This package will be useful for statisticians, data analysts, and researchers who use Python in their work.

Background

Python statistical ecosystem comprises multiple packages. However, it still has numerous gaps and is surpassed by R packages and capabilities.

SciPy 
_ (version 1.2.0) offers Student, Wilcoxon, and Mann-Whitney tests that are not adapted to multiple pairwise comparisons.
Statsmodels 
_ (version 0.9.0) features TukeyHSD test that needs some extra actions to be fluently integrated into a data analysis pipeline.
Statsmodels 
_ also has good helper methods:
allpairtest
(adapts an external function such as
scipy.stats.ttest_ind
to multiple pairwise comparisons) and
multipletests
(adjusts p values to minimize type I and II errors).
PMCMRplus 
_ is a very good R package that has no rivals in Python as it offers more than 40 various tests (including post hoc tests) for factorial and block design data. PMCMRplus was an inspiration and a reference for scikit-posthocs.

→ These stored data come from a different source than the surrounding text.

PR #8765, opened 2026-03-03
Add explicit spatial_ndim tracking to MetaTensor

### LINKED ISSUE #6397: metatensor einops rearrange
**Describe the bug**
```py
import torch
from monai.data import MetaTensor
from einops import rearrange
from monai.transforms import Resize

# create a metatensor in batch mode
x = MetaTensor(torch.randn((1, 1, 481, 404, 3))).to("cuda:0")
x.is_batch = True
x.meta['affine'] = torch.eye(4)[None]

# select the first element in the batch and resize
out = Resize(spatial_size=(1024, 860, -1), align_corners=True, mode="trilinear")(x[0])
print(out.shape)  # works fine

# rearrange using einops
x_ = rearrange(x, "b c h w d -> (b c) h w d")
out = Resize(spatial_size=(1024, 860, -1), align_corners=True, mode="trilinear")(x_)
print(out.shape)  # error

```

error:
```
    affine = orig_affine @ to_affine_nd(len(orig_affine) - 1, affine, dtype=torch.float64)
ValueError: matmul: Input operand 1 has a mismatch in its core dimension 0, with gufunc signature (n?,k),(k,m?)->(n?,m?) (size 1 is different from 4)
```

workaround (convert to a regular tensor `as_tensor()`):
```py
x_ = rearrange(x, "b c h w d -> (b c) h w d")
if isinstance(x_, MetaTensor):
    x_ = x_.as_tensor()
out = Resize(spatial_size=(1024, 860, -1), align_corners=True, mode="trilinear")(x_)
print(out.shape)
```

aymuos15:
## Summary
Fixes #6397

- Adds a `_spatial_ndim: int` attribute to `MetaTensor` that explicitly tracks the number of spatial dimensions, preventing dimension-mismatch crashes when `einops.rearrange()` or other reshape operations change `ndim`
- The attribute propagates through `copy_meta_from` (via `__dict__` copy) and is preserved through arbitrary torch operations
- Updates transforms (`Resize`, `Rotate`, `Zoom`, `Flip`, `Affine`, `SplitDim`, `AddCoordinateChannels`, etc.) and lazy resampling to use `spatial_ndim` instead of hardcoded 3

### Key design decisions
- **Constructor**: `spatial_ndim = min(affine.shape[-1] - 1, ndim - 1)` — clamped by actual tensor dims
- **Affine setter**: `spatial_ndim = affine.shape[-1] - 1` — no clamping (user is explicit)
- **`peek_pending_affine`**: uses affine's inner matrix shape (fixes batched `(1,4,4)` case)
- **`spatial_resample`**: `min(spatial_ndim, ndim - 1, 3)` — adds ndim-1 constraint as safety net

### Files changed (16)
- `monai/data/meta_obj.py`, `meta_tensor.py`, `utils.py`, `__init__.py` — core MetaTensor changes
- `monai/transforms/` — spatial, croppad, intensity, inverse, lazy, post, utility transforms updated
- `tests/data/meta_tensor/test_spatial_ndim.py` — 18 new tests
- Existing test files updated with `spatial_ndim` assertions

## Test plan
- [x] 18 new unit tests for `spatial_ndim` property (construction, affine sync, propagation, einops reshape, transforms)
- [x] Existing MetaTensor tests pass (162 tests)
- [x] SqueezeDim and SplitDim tests pass with new assertions
- [x] Total: 216 tests verified passing


monai/data/utils.py
```diff
@@ -432,6 +432,7 @@ def collate_meta_tensor_fn(batch, *, collate_fn_map=None):
     collated.meta = default_collate(meta_dicts)
     collated.applied_operations = [i.applied_operations or TraceKeys.NONE for i in batch]
     collated.is_batch = True
+    collated.spatial_ndim = getattr(batch[0], "spatial_ndim", 3)  # assumes uniform spatial_ndim
```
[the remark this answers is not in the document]
aymuos15: This would crash much before if that was the case, Unnecessary I feel

monai/transforms/lazy/functional.py
```diff
@@ -256,9 +256,11 @@ def apply_pending(data: torch.Tensor | MetaTensor, pending: list | None = None,
     if not pending:
         return data, []
 
+    _rank = data.spatial_ndim if isinstance(data, MetaTensor) else 3
+
     cumulative_xform = affine_from_pending(pending[0])
-    if cumulative_xform.shape[0] == 3:
-        cumulative_xform = to_affine_nd(3, cumulative_xform)
+    if cumulative_xform.shape[0] < _rank + 1:
+        cumulative_xform = to_affine_nd(_rank, cumulative_xform)
```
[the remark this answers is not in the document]
aymuos15: This is logically wrong, previous code has that to 3 for a reason.

monai/transforms/utility/array.py
```diff
@@ -314,23 +314,28 @@ def __call__(self, img: torch.Tensor) -> list[torch.Tensor]:
         """
         Apply the transform to `img`.
         """
-        n_out = img.shape[self.dim]
+        dim = self.dim if self.dim >= 0 else self.dim + img.ndim
+        n_out = img.shape[dim]
```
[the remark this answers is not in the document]
aymuos15: `torch.split` already raises a good error

monai/transforms/utility/array.py
```diff
@@ -314,23 +314,28 @@ def __call__(self, img: torch.Tensor) -> list[torch.Tensor]:
...
-                ndim = len(item.affine)
-                shift = torch.eye(ndim, device=item.affine.device, dtype=item.affine.dtype)
-                shift[self.dim - 1, -1] = idx
-                item.affine = item.affine @ shift
+                ndim = len(out.affine)
+                shift = torch.eye(ndim, device=out.affine.device, dtype=out.affine.dtype)
+                shift[dim - 1, -1] = idx
+                out.affine = out.affine @ shift
+                if not self.keepdim:
+                    out.spatial_ndim = max(1, out.spatial_ndim - 1)
```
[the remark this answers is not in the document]
aymuos15: That scenario will not come up unless a major logic change in the affine updates

aymuos15:
Really do apologise for so many triggers. Was a bit confused.

atbenmurray:
I'd like to take a look at this one @ericspod, @KumoLiu, @Nic-Ma

aymuos15:
Thanks @atbenmurray 

I am still kinda wrapping my head around things over here to make sure there arent any edge cases I've missed. For now I do not think I have but will continue checking.

monai/data/meta_tensor.py
```diff
@@ -467,15 +519,40 @@ def affine(self) -> torch.Tensor:
...
+
+        This value is cached for hot-path performance and is kept in sync with the affine matrix
+        via the affine setter. The affine matrix is the source of truth for spatial dimensions.
+        """
+        return getattr(self, "_spatial_ndim", _DEFAULT_SPATIAL_NDIM)
+
+    @spatial_ndim.setter
+    def spatial_ndim(self, val: int) -> None:
+        """Set the number of spatial dimensions."""
+        if val < 1:
```
atbenmurray, line 549:
```suggestion
        if not isinstance(val, Integral):
            raise TypeError(f"'val' must be an numbers.Integral type; got {type(val)}.")
        if val < 1:
```

monai/data/meta_tensor.py
```diff
@@ -13,22 +13,59 @@
 
 import functools
 import warnings
-from collections.abc import Sequence
+from collections.abc import Mapping, Sequence
 from copy import deepcopy
 from typing import Any
```
atbenmurray, line 19:
```suggestion
from typing import Any
from numbers import Integral
```

monai/data/meta_tensor.py
```diff
@@ -467,15 +519,40 @@ def affine(self) -> torch.Tensor:
...
+        via the affine setter. The affine matrix is the source of truth for spatial dimensions.
+        """
+        return getattr(self, "_spatial_ndim", _DEFAULT_SPATIAL_NDIM)
+
+    @spatial_ndim.setter
+    def spatial_ndim(self, val: int) -> None:
+        """Set the number of spatial dimensions."""
+        if val < 1:
+            raise ValueError(f"spatial_ndim must be >= 1, got {val}")
+        self._spatial_ndim = val
```
atbenmurray:
```suggestion
        self._spatial_ndim = int(val)
```

atbenmurray (changes requested):

aymuos15:
Thank you very much @atbenmurray Have applied those changes.

aymuos15:
image

atbenmurray (dismissed):
Sorry, I thought I had already submitted these

monai/transforms/utility/array.py
```diff
@@ -314,23 +314,26 @@ def __call__(self, img: torch.Tensor) -> list[torch.Tensor]:
...
+                outputs[idx] = item.squeeze(dim)
             if self.update_meta and isinstance(img, MetaTensor):
-                if not isinstance(item, MetaTensor):
-                    item = MetaTensor(item, meta=img.meta)
-                if self.dim == 0:  # don't update affine if channel dim
+                out = outputs[idx]
+                if not isinstance(out, MetaTensor):
+                    out = MetaTensor(out, meta=img.meta)
+                    outputs[idx] = out
+                if dim == 0:  # don't update affine if channel dim
```
garciadias, line 331: **Stale `spatial_ndim` after `SplitDim` on channel dim with `keepdim=False`** (Major)

When `dim==0` (channel dim), the affine update is skipped (`if dim == 0: continue`), so the output tensor's `_spatial_ndim` remains unchanged. After `SplitDim(dim=0, keepdim=False)` on a `(3, 8, 7)` tensor, each output is `(8, 7)` — in channel-first format this has 1 spatial dim, but `spatial_ndim` stays at 2.

The test at `tests/transforms/utility/test_splitdim.py:72` asserts `spatial_ndim == 2`, which reflects the stale cached value rather than the correct spatial rank.

**Suggested fix:** After splitting on channel dim with `keepdim=False`, recalculate `spatial_ndim` via `_normalize_spatial_ndim(self.spatial_ndim, out.ndim)`. Update the test to expect `spatial_ndim == 1`.

monai/transforms/spatial/array.py
```diff
@@ -848,12 +848,14 @@ def __call__(
...
 
-        input_ndim = img.ndim - 1  # spatial ndim
+        input_ndim = get_spatial_ndim(img)
         if self.size_mode == "all":
             output_ndim = len(ensure_tuple(self.spatial_size))
             if output_ndim > input_ndim:
                 input_shape = ensure_tuple_size(img.shape, output_ndim + 1, 1)
                 img = img.reshape(input_shape)
+                if isinstance(img, MetaTensor):
+                    img.spatial_ndim = output_ndim
```
garciadias, line 860: **`Resize` with `size_mode="all"` mutates input tensor's `spatial_ndim`** (Major)

When `output_ndim > input_ndim`, the code does `img.spatial_ndim = output_ndim` directly on the input `img` (line 858). This mutates the caller's tensor, which is surprising — MONAI transforms generally avoid modifying inputs in place.

Even though the `.reshape()` on the previous line may copy data, the `spatial_ndim` write is an independent side-effect that persists on the original tensor.

**Suggested fix:** Set `spatial_ndim` on the reshaped result rather than the input tensor:
```python
img = img.reshape(input_shape)
if isinstance(img, MetaTensor):
    img.spatial_ndim = output_ndim  # now on the new tensor after reshape
```
(If `.reshape()` returns `self` when shape doesn't change, `.clone()` or explicit reconstruction may be safer.)

monai/data/meta_tensor.py
```diff
@@ -13,22 +13,60 @@
...
 import torch
 
 import monai
-from monai.config.type_definitions import NdarrayTensor
-from monai.data.meta_obj import MetaObj, get_track_meta
-from monai.data.utils import affine_to_spacing, decollate_batch, list_data_collate, remove_extra_metadata
+from monai.config.type_definitions import NdarrayOrTensor, NdarrayTensor
+from monai.data.meta_obj import _DEFAULT_SPATIAL_NDIM, MetaObj, get_track_meta
+from monai.data.utils import affine_to_spacing, decollate_batch, is_no_channel, list_data_collate, remove_extra_metadata
 from monai.utils import look_up_option
```
garciadias, line 28: **`_normalize_spatial_ndim` floor at 1 silently masks 0-spatial-dim data** (Major)

```python
limit = max(int(tensor_ndim), 1) if no_channel else max(int(tensor_ndim) - 1, 1)
return max(1, min(int(spatial_ndim), limit))
```

The `max(1, ...)` ensures `spatial_ndim >= 1` always. For a 1D tensor `(10,)` with `ndim=1`, this gives `limit = max(0, 1) = 1`, so `spatial_ndim` is clamped to 1 — but a 1D channel-first tensor has 0 spatial dimensions.

If 1D (non-spatial) data is not a supported use case, `_normalize_spatial_ndim` should raise an explicit error rather than silently returning 1. If 1D should be supported, `spatial_ndim=0` needs to be allowed and callers audited.

**Suggested fix:** Either:
a) Add `if tensor_ndim < 2: raise ValueError(...)` to reject sub-2D tensors with a clear message, or
b) Allow `spatial_ndim=0` by removing the `max(1, ...)` floor and handling zero in all callers, with appropriate documentation on what `spatial_ndim=0` means.

monai/data/utils.py
```diff
@@ -432,6 +432,7 @@ def collate_meta_tensor_fn(batch, *, collate_fn_map=None):
     collated.meta = default_collate(meta_dicts)
     collated.applied_operations = [i.applied_operations or TraceKeys.NONE for i in batch]
     collated.is_batch = True
+    collated.spatial_ndim = min(getattr(batch[0], "spatial_ndim", _DEFAULT_SPATIAL_NDIM), max(collated.ndim - 1, 1))
```
garciadias: **`collate_meta_tensor_fn` only inspects `batch[0]` for `spatial_ndim`** (Minor)

```python
collated.spatial_ndim = min(getattr(batch[0], "spatial_ndim", _DEFAULT_SPATIAL_NDIM), max(collated.ndim - 1, 1))
```

This takes `batch[0]`'s value as representative of the whole batch. If batch items have different `spatial_ndim` values (e.g., mixed 2D/3D data in the batch), the collated result may be incorrect.

**Suggested fix:** Use a comprehension to find the minimum across all items:
```python
collated.spatial_ndim = min(
    min(getattr(t, "spatial_ndim", _DEFAULT_SPATIAL_NDIM) for t in batch),
    max(collated.ndim - 1, 1)
)
```
This ensures the batch spatial rank is never larger than any individual item's rank.

monai/transforms/spatial/array.py
aymuos15: `reshape` returns a new tensor, so the `spatial_ndim` write doesn't affect the caller right?

monai/data/meta_tensor.py
aymuos15: 1D channel-first isn't a supported shape elsewhere in MONAI. Do we need this?

aymuos15:
@garciadias Thank you so much for the review. Have adressed a few and add a comments back on the ones I felt did not need a change.

monai/data/meta_tensor.py
garciadias: My point is that if it is not supported, it should raise an error, otherwise it will fail in an unexpected way and may be difficult to debug.

monai/transforms/spatial/array.py
garciadias: Good point — you're totally right actually 👍
reshape() does return a new MetaTensor object, and _spatial_ndim is just a Python attribute on the instance, not part of the tensor storage. So even if the underlying data happens to be shared (which is unlikely here since we're adding a dimension), writing spatial_ndim on the result has no effect on the caller's original tensor. I was a bit confused thinking what would happen when it returned a view  — my bad!

monai/data/meta_tensor.py
```diff
@@ -13,22 +13,60 @@
...
 from monai.utils.type_conversion import convert_data_type, convert_to_dst_type, convert_to_numpy, convert_to_tensor
 
-__all__ = ["MetaTensor"]
+__all__ = ["MetaTensor", "get_spatial_ndim"]
+
+
+def _normalize_spatial_ndim(spatial_ndim: int, tensor_ndim: int, no_channel: bool = False) -> int:
+    """Clamp spatial dims to a valid range for the current tensor shape."""
+    limit = max(int(tensor_ndim), 1) if no_channel else max(int(tensor_ndim) - 1, 1)
+    return max(1, min(int(spatial_ndim), limit))
```
garciadias, line 38: This has not been fixed. I will not hold the PR over this, but if you need to do any more commits to solve the CI, please add this one-line change. Sorry, I commented in the wrong line before.
```python                                                                                                                            
   def _normalize_spatial_ndim(spatial_ndim: int, tensor_ndim: int, no_channel: bool = False) -> int:                                 
       """Clamp spatial dims to a valid range for the current tensor shape."""                                                        
       if tensor_ndim < 2 and not no_channel:                                                                                         
           raise ValueError(                                                                                                          
               f"Channel-first tensor must have at least 2 dims (channel + 1 spatial), got ndim={tensor_ndim}"                        
           )                                                                                                                          
       limit = max(int(tensor_ndim), 1) if no_channel else max(int(tensor_ndim) - 1, 1)                                               
       return max(1, min(int(spatial_ndim), limit))                                                                                   
 ```

**Review by garciadias — DISMISSED** [review]
Thank you, @aymuos15! I have left a small comment, but the PR is good to go.

File: monai/data/meta_tensor.py (hunk 12 above)
Comment (aymuos15) [reply monai/data/meta_tensor.py:38]: Thanks! I have added this in.

Comment (aymuos15) [reply monai/data/meta_tensor.py:38]: So I had a deeper look into this and this basically breaks: `tests/utils/type_conversion/test_convert_data_type.py` ? Specifically the `MetaTensor(np.array(1.0))` (0-dim) and `MetaTensor([1.0,1.0]) (1-dim)` values in the test?

**Comment by ericspod** [comment]
Don't worry about the CodeQL fails, that's something I've disabled again until I can get it working.

File: monai/data/meta_tensor.py (hunk 12 above)
Comment (garciadias) [reply monai/data/meta_tensor.py:38]: Sorry, I missed that case. I was investigating, and I think the real issue is that `_normalize_spatial_ndim` gets called unconditionally in `__init__` for every MetaTensor, including ones that are never used spatially. So I think the fix belongs at the call site rather than inside `_normalize_spatial_ndim itself`. Something like:

```python
  # Sub-2D tensors (scalars, 1D) are not spatial volumes; skip normalization and keep the default.
  no_channel = _has_explicit_no_channel(self.meta)
  min_ndim = 1 if no_channel else 2
  if self.ndim >= min_ndim:
      if spatial_ndim is not None:
          self.spatial_ndim = _normalize_spatial_ndim(spatial_ndim, self.ndim, no_channel=no_channel)
      elif self.affine.ndim == 2:
          self.spatial_ndim = _normalize_spatial_ndim(self.affine.shape[-1] - 1, self.ndim, no_channel=no_channel)
```
Sub-2D tensors skip the call entirely and keep _DEFAULT_SPATIAL_NDIM as a placeholder — which is fine since no spatial op will ever read their spatial_ndim. Spatial tensors (ndim >= 2) behave exactly as before.

I tested this: 136 type-conversion tests + 119 MetaTensor tests all pass, including the 18 new `test_spatial_ndim.py` tests.

Again, sorry for my confusion.

garciadias (approved):

ericspod (approved):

scikit-posthocs attempts to improve Python statistical capabilities by offering a lot of parametric and nonparametric post hoc tests along with outliers detection and basic plotting methods.

Features

.. image:: images/flowchart.png

  • Omnibox tests:

    • Durbin test (for BIBD).
  • Parametric pairwise multiple comparisons tests:

    • Scheffe test.
    • Student T test.
    • Tamhane T2 test.
    • TukeyHSD test.
  • Non-parametric tests for factorial design:

    • Conover test.
    • Dunn test.
    • Dwass, Steel, Critchlow, and Fligner test.
    • Mann-Whitney test.
    • Nashimoto and Wright (NPM) test.
    • Nemenyi test.
    • van Waerden test.
    • Wilcoxon test.
  • Non-parametric tests for block design:

    • Conover test.
    • Durbin and Conover test.
    • Miller test.
    • Nemenyi test.
    • Quade test.
    • Siegel test.
  • Other tests:

    • Anderson-Darling test.
    • Mack-Wolfe test.
    • Hayter (OSRT) test.
  • Outliers detection tests:

    • Simple test based on interquartile range (IQR).
    • Grubbs test.
    • Tietjen-Moore test.
    • Generalized Extreme Studentized Deviate test (ESD test).
  • Plotting functionality (e.g. significance plots).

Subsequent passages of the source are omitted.